-- Records for this exercise --
* * * * * * * * *
PR #24, opened 2020-11-28
Hotfix/8 nested input filter config

alex-patterson-webdev:
|    Q          |   A
|-------------- | ------
| Documentation | no
| Bugfix        | yes
| BC Break      | maybe
| New Feature   | no
| RFC           | no

### Description

This pull request aids to address the problem defined in issue #8 

I have added the ability to nest the input specification of nested input filters, when calling `Factory::createInputFilter()` 

Currently, when nesting input filter configuration, the `type` key sits at the same level as the names of the required inputs. This can cause issue if the input you wish to add also has the name `type`,

    $spec = [
        'baz' => [
            'type' => InputFilter::class,
            'foo' => [
                'name' => 'foo',
                'required' => false,
                'validators' => [
                    [
                       'name' => Validator\NotEmpty::class,
                    ],
                ],
            ],
        ],
    ];

    $factory->createInputFilter($spec);

This PR allows the optional `inputs` key that nests the relevant inputs. If we have an input with the name `type`  if will no longer conflict.

    $spec = [
        'baz' => [
            'type' => InputFilter::class,
            'inputs' => [
                'type' => [
                    'name' => 'foo',
                    'required' => false,
                    'validators' => [
                        [
                            'name' => Validator\NotEmpty::class,
                        ],
                    ],
                ],
            ],
        ],
    ];

    $factory->createInputFilter($spec);

# BC Consideration

There is a possibility that existing code has an input already named `inputs` so we could consider changing this to something more unique

### DIFF
--- a/src/Factory.php
+++ b/src/Factory.php
@@ -324,6 +324,10 @@ class Factory
             return $inputFilter;
         }
 
+        if (isset($inputFilterSpecification['inputs']) && is_array($inputFilterSpecification['inputs'])) {
+            $inputFilterSpecification = $inputFilterSpecification['inputs'];
+        }
+
         foreach ($inputFilterSpecification as $key => $value) {
             if (null === $value) {
                 continue;
--- a/test/FactoryTest.php
+++ b/test/FactoryTest.php
@@ -503,82 +503,15 @@ class FactoryTest extends TestCase
         $this->assertEquals($input, $inputFilter->get('foo'));
     }
 
-    public function testFactoryWillCreateInputFilterAndAllInputObjectsFromGivenConfiguration()
+    /**
+     * @param array $spec
+     *
+     * @dataProvider getFactoryWillCreateInputFilterAndAllInputObjectsFromGivenConfigurationData
+     */
+    public function testFactoryWillCreateInputFilterAndAllInputObjectsFromGivenConfiguration(array $spec)
     {
         $factory     = $this->createDefaultFactory();
-        $inputFilter = $factory->createInputFilter([
-            'foo' => [
-                'name'       => 'foo',
-                'required'   => false,
-                'validators' => [
-                    [
-                        'name' => Validator\NotEmpty::class,
-                    ],
-                    [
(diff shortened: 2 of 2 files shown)


froschdesign:
@alex-patterson-webdev 
> This can cause issue if the input you wish to add also has the name `type`

Maybe I have missed something, but you do not need to specify a key:


```php
$spec = [
    'group' => [
        'type' => Laminas\InputFilter\InputFilter::class,
        [
            'name'       => 'type',
            'required'   => false,
            'validators' => [
                [
                    'name' => Laminas\Validator\NotEmpty::class,
                ],
            ],
        ],
    ],
];

$inputFilter = (new Laminas\InputFilter\Factory())->createInputFilter($spec);

var_dump($inputFilter->get('group')->get('type')->getName()); // 'type'
```

In this case the input filter uses the value of the name property of the input:

https://github.com/laminas/laminas-inputfilter/blob/22ae90c7178cac7ddad803b73cce50bea9eff697/src/BaseInputFilter.php#L95-L97

froschdesign:
I personally find the naming in this example very confusing:

> ```php
> $spec = [
>     'baz' => [
>         'type' => InputFilter::class,
>         'inputs' => [
>             'type' => [
>                 'name' => 'foo',
>                 'required' => false,
>                 'validators' => [
>                     [
>                         'name' => Validator\NotEmpty::class,
>                     ],
>                 ],
>             ],
>         ],
>     ],
> ];
> ```

Because this means:

```php
var_dump($inputFilter->get('baz')->get('type')->getName()); // foo
```

alex-patterson-webdev:
@froschdesign Thanks, I came across this issue today and google took me to issue #8. I had just assumed it wasn't possible.

It seems you are correct that the inputs can be specified with numeric keys; providing they have a `name`. The section of code is in fact [near where I added my changes](https://github.com/laminas/laminas-inputfilter/blob/2.11.x/src/Factory.php#L347) so I perhaps should have noticed. Anyway, this is great and a better solution. Thanks for your time.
* * * * * * * * *
-- About this task --
Restate the data above word for word, please.

-- Expected answer --
PR #24, opened 2020-11-28
Hotfix/8 nested input filter config

alex-patterson-webdev:
|    Q          |   A
|-------------- | ------
| Documentation | no
| Bugfix        | yes
| BC Break      | maybe
| New Feature   | no
| RFC           | no

### Description

This pull request aids to address the problem defined in issue #8 

I have added the ability to nest the input specification of nested input filters, when calling `Factory::createInputFilter()` 

Currently, when nesting input filter configuration, the `type` key sits at the same level as the names of the required inputs. This can cause issue if the input you wish to add also has the name `type`,

    $spec = [
        'baz' => [
            'type' => InputFilter::class,
            'foo' => [
                'name' => 'foo',
                'required' => false,
                'validators' => [
                    [
                       'name' => Validator\NotEmpty::class,
                    ],
                ],
            ],
        ],
    ];

    $factory->createInputFilter($spec);

This PR allows the optional `inputs` key that nests the relevant inputs. If we have an input with the name `type`  if will no longer conflict.

    $spec = [
        'baz' => [
            'type' => InputFilter::class,
            'inputs' => [
                'type' => [
                    'name' => 'foo',
                    'required' => false,
                    'validators' => [
                        [
                            'name' => Validator\NotEmpty::class,
                        ],
                    ],
                ],
            ],
        ],
    ];

    $factory->createInputFilter($spec);

# BC Consideration

There is a possibility that existing code has an input already named `inputs` so we could consider changing this to something more unique

### DIFF
--- a/src/Factory.php
+++ b/src/Factory.php
@@ -324,6 +324,10 @@ class Factory
             return $inputFilter;
         }
 
+        if (isset($inputFilterSpecification['inputs']) && is_array($inputFilterSpecification['inputs'])) {
+            $inputFilterSpecification = $inputFilterSpecification['inputs'];
+        }
+
         foreach ($inputFilterSpecification as $key => $value) {
             if (null === $value) {
                 continue;
--- a/test/FactoryTest.php
+++ b/test/FactoryTest.php
@@ -503,82 +503,15 @@ class FactoryTest extends TestCase
         $this->assertEquals($input, $inputFilter->get('foo'));
     }
 
-    public function testFactoryWillCreateInputFilterAndAllInputObjectsFromGivenConfiguration()
+    /**
+     * @param array $spec
+     *
+     * @dataProvider getFactoryWillCreateInputFilterAndAllInputObjectsFromGivenConfigurationData
+     */
+    public function testFactoryWillCreateInputFilterAndAllInputObjectsFromGivenConfiguration(array $spec)
     {
         $factory     = $this->createDefaultFactory();
-        $inputFilter = $factory->createInputFilter([
-            'foo' => [
-                'name'       => 'foo',
-                'required'   => false,
-                'validators' => [
-                    [
-                        'name' => Validator\NotEmpty::class,
-                    ],
-                    [
(diff shortened: 2 of 2 files shown)


froschdesign:
@alex-patterson-webdev 
> This can cause issue if the input you wish to add also has the name `type`

Maybe I have missed something, but you do not need to specify a key:


```php
$spec = [
    'group' => [
        'type' => Laminas\InputFilter\InputFilter::class,
        [
            'name'       => 'type',
            'required'   => false,
            'validators' => [
                [
                    'name' => Laminas\Validator\NotEmpty::class,
                ],
            ],
        ],
    ],
];

$inputFilter = (new Laminas\InputFilter\Factory())->createInputFilter($spec);

var_dump($inputFilter->get('group')->get('type')->getName()); // 'type'
```

In this case the input filter uses the value of the name property of the input:

https://github.com/laminas/laminas-inputfilter/blob/22ae90c7178cac7ddad803b73cce50bea9eff697/src/BaseInputFilter.php#L95-L97

froschdesign:
I personally find the naming in this example very confusing:

> ```php
> $spec = [
>     'baz' => [
>         'type' => InputFilter::class,
>         'inputs' => [
>             'type' => [
>                 'name' => 'foo',
>                 'required' => false,
>                 'validators' => [
>                     [
>                         'name' => Validator\NotEmpty::class,
>                     ],
>                 ],
>             ],
>         ],
>     ],
> ];
> ```

Because this means:

```php
var_dump($inputFilter->get('baz')->get('type')->getName()); // foo
```

alex-patterson-webdev:
@froschdesign Thanks, I came across this issue today and google took me to issue #8. I had just assumed it wasn't possible.

It seems you are correct that the inputs can be specified with numeric keys; providing they have a `name`. The section of code is in fact [near where I added my changes](https://github.com/laminas/laminas-inputfilter/blob/2.11.x/src/Factory.php#L347) so I perhaps should have noticed. Anyway, this is great and a better solution. Thanks for your time.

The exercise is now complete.